Hay diferentes formas de abuso. Es una circunstancia casi inherente al ser humano utilizar su posición privilegiada para conseguir de otros lo que necesita. Y en una sociedad en la que resulta difícil un avance en la escala social, estos abusos se convierten a veces en instrumentos de supervivencia. Hay otros abusos que tienen que ver con la satisfacción personal, pero tienen también esa condición de superioridad. La programación de Atlàntida Film Fest incluye bastantes películas que tratan, de una forma central o secundaria, la lacra de los abusos. Repasamos algunas de las más significativas.
En Dirty God (Sacha Polak, 2019) la protagonista ha sufrido la violencia de su expareja, que le ha arrojado ácido en la cara, una práctica que ha aumentado en los últimos años (en México, por ejemplo, los ataques con ácido no son delito). Las consecuencias del ataque sufrido han dejado evidentes secuelas físicas, pero sobre todo psicológicas y emocionales en la protagonista. La película se acerca por tanto a esta realidad desde la necesidad de la víctima de rehacer una vida que en cierta manera está deshecha por la violencia. Y para ello la directora desgrana una serie de circunstancias a las que se tiene que enfrentar: desde el rechazo de su hija pequeña hasta la necesidad de encontrar un nuevo camino en su sexualidad.

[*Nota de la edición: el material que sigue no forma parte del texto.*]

PR #489, opened 2026-02-19
ROU-11908: Fixed multiple requests for language files

os-davidlourenco:
This PR is to fix the multiple requests sent for language files when multiple Grids are displayed on the same page

### What was happening
* When a screen had multiple Grids, multiple requests for the language files were being made

Screen Recording 2026-02-19 at 18 28 09

### What was done
* Logic was changed to ensure that only one request is made per page, even though multiple Grids exist

### Test Steps
1. Open the browser with developer tools in the network tab
2. Open the sample application 
3. Filter by 'wijmo_culture' file name
4. Validate that only one request is done

### Screenshots
Screen Recording 2026-02-19 at 18 27 40

### Checklist
* [x] tested locally
* [x] documented the code


rugoncalves (approved):
Looking good!

PR #507, opened 2026-06-02
ROU-12796: Fix seconds trim on SetCellData

os-davidlourenco:
This PR is to fix the seconds trim on SetCellData

### What was happening
* When using the API method `SetCellData` if the column was of type DateTime the seconds part was trimmed due to the fact that the inline picker only allows the selection of hours and minutes.
* If the user defines the format as containing seconds, the seconds would always be 0. This was inconsistent with the insertion of data by the DataAction that would include the seconds.

### What was done
* The trim method was removed as well as the call to the method
* The cell equals function was updated to take into consideration the possibility of having dates with and without seconds.

### Test Steps
1. Open the sample application
2. Click on the button
3. Validate that the first DateTime Cell get the data with the seconds information

### Checklist
* [x] tested locally
* [x] documented the code

### DIFF
--- a/src/Providers/DataGrid/Wijmo/Features/CellData.ts
+++ b/src/Providers/DataGrid/Wijmo/Features/CellData.ts
@@ -19,7 +19,9 @@ namespace Providers.DataGrid.Wijmo.Feature {
 
 		public setCellData(rowNumber: number, column: OSFramework.DataGrid.Column.IColumn, value: string): void {
 			if (column.columnType === OSFramework.DataGrid.Enum.ColumnType.DateTime) {
-				value = this._grid.dataSource.trimSecondsFromDate(value);
+				if (column.config.format.trim().toLowerCase().includes('s')) {
+					value = this._grid.dataSource.trimSecondsFromDate(value);
+				}
 			}
 
 			this._grid.provider.setCellData(rowNumber, column.provider.index, value, true);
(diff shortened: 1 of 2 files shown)


src/Providers/DataGrid/Wijmo/Features/CellData.ts
```diff
@@ -19,7 +19,9 @@ namespace Providers.DataGrid.Wijmo.Feature {
 
 		public setCellData(rowNumber: number, column: OSFramework.DataGrid.Column.IColumn, value: string): void {
 			if (column.columnType === OSFramework.DataGrid.Enum.ColumnType.DateTime) {
-				value = this._grid.dataSource.trimSecondsFromDate(value);
+				if (column.config.format.trim().toLowerCase().includes('s')) {
```
rugoncalves: Shouldn't it be "ss"? `MM-dd-yyyy hh:mm:ss → "07-09-2021 12:34:02"`
Just to be easier to match both sides? open question...

rugoncalves (dismissed):
Looks like a good solution!

src/Providers/DataGrid/Wijmo/Features/CellData.ts
os-davidlourenco: I set as 's' because the user can set in the format to only use the first digit of seconds. But also not sure if makes sense

rugoncalves: it sounds far-fetched, but the world is full of non-sense 😂 
Approved ✅

rugoncalves (approved):
Looks good!

PR #508, opened 2026-06-06
ROU-12848: Fix Broken ARIA reference on Data Grid column headers

gnbm:
This PR fixes the "Broken ARIA reference" accessibility errors (reported by WAVE) on Data Grid column headers and filter buttons, and unblocks CI by resolving a pre-existing `npm install` dependency conflict.

### What was happening

**Accessibility (primary)**
* Every filterable column header cell and its filter ("funnel") button carried an `aria-describedby` attribute pointing to a non-existent element (e.g. `aria-describedby="0.lhfuia0d7am"`), producing WAVE "Broken ARIA reference" errors (2 per filterable column).
* Root cause: the wrapper stored the OutSystems column `uniqueId` in Wijmo's `Column.describedById` property purely as a side-channel for column lookup. Wijmo renders `describedById` as a real `aria-describedby` attribute, but no matching description element was ever created — so the IDREF dangled.
* axe-core and Lighthouse stayed green because they don't validate `aria-describedby` targets; plain Wijmo FlexGrid (same version) emits no `aria-describedby`, confirming the defect lived in the wrapper, not Wijmo.

**CI / dependencies**
* `npm install` failed in CI with `ERESOLVE`. A prior automated bump (`af11b3b`) raised `typedoc` to `^0.28.19` (and `typedoc-umlclass` to `^0.10.2`) without a compatible TypeScript. `typedoc@0.28` peer-requires `typescript@>=5.0`, but the project is pinned to `typescript@^4.9.5`; it also breaks `typedoc-plugin-merge-modules@4.1.0` (peer `typedoc 0.23.x||0.24.x`).
* Because `package-lock.json` is gitignored, CI resolves fresh from `package.json` on every install, so this conflict broke every PR (pre-existing on `dev`, surfaced — not caused — by this PR).

### What was done

**Accessibility fix**
* Stopped passing the `uniqueId` to Wijmo's `describedById` (removed from `ColumnConfig.getProviderConfig()` and the `IColumnProviderConfigs` interface), so no `aria-describedby` attribute is emitted.
* Moved the `uniqueId` to Wijmo's documented `Column.name` property — a DOM-inert identifier intended for distinguishing columns (including ones that share a binding). It is set via `name: this.uniqueId` in `ColumnConfig.getProviderConfig()` and read back through `column.name` in `ClickEvent` and `DirtyMark`, keeping the existing `binding` fallback for autogenerated columns. Column-to-OutSystems-column mapping is behaviorally identical.
* Note: an earlier iteration stored the id on a private expando; following PR review (it relied on undocumented Wijmo behavior, like past `RowMetadata` issues) it was changed to the supported `Column.name` property.
* Fixed two pre-existing comment typos in touched files (`Cleanning` → `Cleaning`, `not need` → `no need`).

**TypeDoc rollback (CI fix)**
* Reverted `typedoc` `^0.28.19` → `^0.23.28` and `typedoc-umlclass` `^0.10.2` → `^0.7.1` (the last versions compatible with TypeScript 4.9.5 and `typedoc-plugin-merge-modules@4.1.0`), restoring a peer-coherent set and a clean `npm install`. `typedoc` is dev-only docs tooling — no runtime impact. Kept TypeScript at `^4.9.5`; the TypeScript 5.x upgrade is tracked separately under ROU-11724.

**Dependency bump (bundled)**
* postcss → `^8.5.15`.

**Documentation**
* Added `ADR-0005` (Broken ARIA reference fix) and `ADR-0006` (TypeDoc rollback, referencing ROU-11724) under `docs/adr/`, and backfilled the missing `ADR-0004` entry in the ADR log.

### Test Steps
1. Open the sample page
2. Run WAVE (or the DevTools IDREF audit) — confirm **0** "Broken ARIA reference" errors (was 12).
3. Regression: click a data cell and confirm the OnCellClick event fires with the correct column; edit a cell and confirm the dirty-mark styling applies.
4. Confirm filtering, sorting, reorder, grouping, column picker and Excel export still work (these touch column identity, now that `name` is populated).
5. CI: confirm `npm install` resolves with no `ERESOLVE` and `build-n-test` passes. (`npm run docs` still generates with the reverted TypeDoc.)

### Screenshots
(to be added — before/after WAVE run on Screen2)

### Checklist
* [x] tested locally
* [x] documented the code


package.json
OS-giulianasilva, line 1: @gnbm, as this downgrade was necessary because of the `TypeScript` version we are using, I would suggest to creating a task to update the `TypeScript`, update these package that were downgraded or any other needed and remove the `package-lock.json` from the `.gitignore`.

src/OSFramework/DataGrid/Configuration/Column/ColumnConfig.ts
```diff
@@ -44,6 +44,11 @@ namespace OSFramework.DataGrid.Configuration.Column {
 		}
 
 		public getProviderConfig(): DataGrid.Types.IColumnProviderConfigs {
+			// NOTE: the column's uniqueId is intentionally NOT passed to Wijmo's `describedById`
```
OS-giulianasilva: @gnbm , I am not feeling secure about the use of the `__osUniqueId` property, just because this is not officially supported by Wijmo and I remember that we had issues with the `RowMetadata` in the past because of this. 

I would suggest for us to use the [Column's name prop](https://developer.mescius.com/wijmo/api/classes/Wijmo_Grid.Column.html#name) to set the `uniqueId` instead.

OS-giulianasilva (changes requested):

package.json
gnbm: @OS-giulianasilva we already have this task `ROU-11724` 👍🏻

OS-giulianasilva (approved):

PR #509, opened 2026-06-08
ROU-10907: Remove Lodash dependency

rugoncalves:
This PR is for ROU-10907 — removing the Lodash dependency from the TypeScript project and replacing all usages with native ES2020 equivalents or small typed utility functions.

### What was happening
  * The project depended on `lodash@4.18.1` for 9 utility functions spread across 23 call sites in 13 files.
  * Lodash has a history of high-severity CVEs (prototype pollution, ReDoS), requiring reactive version-pinning
  work on each new advisory.
  * All functions in use have direct native ES2020 equivalents or are trivially implementable without a
  third-party library.

### What was done
* Removed `lodash` and `@types/lodash` from `package.json` `devDependencies`.
* Added four typed utility functions to `OSFramework.DataGrid.Helper` (`src/OSFramework/DataGrid/Helper/Utils.ts`): 
   * `GetByPath` (dot-notation path accessor)
   * `SetByPath` (dot-notation path setter)
   * `DeepClone` (backed by `structuredClone`, correctly handles `Date` objects and `undefined` properties)
   * `Omit`
  * Replaced all 23 Lodash call sites across 13 files with native JavaScript or the new utilities - full replacement map in [ADR-0005](../docs/adr/ADR-0005-Remove-Lodash-Dependency.md).
  * Updated TypeScript target from `ES2019` to `ES2020`, enabling native emission of `?.` optional chaining and `??` nullish coalescing - used to simplify `GetByPath` and `SetByPath`.
  * Corrected pre-existing incorrect `JSON[]` type annotations (the global `JSON` object interface, not a data type) to `object[]` on `addRow` in `IDataSource.ts`, `AbstractDataSource.ts`, and `ProviderDataSource.ts`.
  * Added ADR-0005 documenting the decision, rationale, and full replacement map.

### Test Steps
  1. Run full regression pipeline

### Screenshots
  N/A — no visual or behavioural changes.

### Checklist
  * [x] tested locally
  * [x] documented the code (ADR-0005 added to `docs/adr/`)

Hay también una cierta inmadurez en la protagonista, bien interpretada por la debutante Vicky Knight, cuyas cicatrices provocadas por un incendio cuando era niña conectan a su personaje con la realidad del cuerpo lesionado. En este sentido, se trata de una película que no habla específicamente de una situación de abuso, sino que eleva su mirada más allá del hecho concreto, y nos hace reflexionar sobre una sociedad obsesionada con la imagen. Pero en ese retrato de la herida psicológica que provoca el abuso, las guionistas Susie Farrell y Sacha Polak cargan demasiado las tintas en el camino trágico del personaje, sólo para terminar construyendo una conclusión más o menos esperanzadora.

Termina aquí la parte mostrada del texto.